━━━ Data block ━━━

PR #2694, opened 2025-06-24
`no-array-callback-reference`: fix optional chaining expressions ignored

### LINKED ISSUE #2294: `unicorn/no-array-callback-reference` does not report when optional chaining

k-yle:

━━━

### Required work
Find each line of the data above that holds the word "array", then copy it.

### Completed task
`no-array-callback-reference`: fix optional chaining expressions ignored
### LINKED ISSUE #2294: `unicorn/no-array-callback-reference` does not report when optional chaining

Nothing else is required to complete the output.